PR #1501, opened 2022-04-13
reenable s3 on staging pagservers by default

LizardWizzard:
After deadlock fix in https://github.com/neondatabase/neon/pull/1496 s3
seems to work normally. There is one more discovered issue but it is not
a blocker so can be fixed separately.


SomeoneToIgnore (approved):
Now we need to remember clearing S3 on any breaking changes for local and remote storage formats.

ololobus (approved):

## Task details
Word for word, write out the data.

## Response to this exercise
PR #1501, opened 2022-04-13
reenable s3 on staging pagservers by default

LizardWizzard:
After deadlock fix in https://github.com/neondatabase/neon/pull/1496 s3
seems to work normally. There is one more discovered issue but it is not
a blocker so can be fixed separately.


SomeoneToIgnore (approved):
Now we need to remember clearing S3 on any breaking changes for local and remote storage formats.

ololobus (approved):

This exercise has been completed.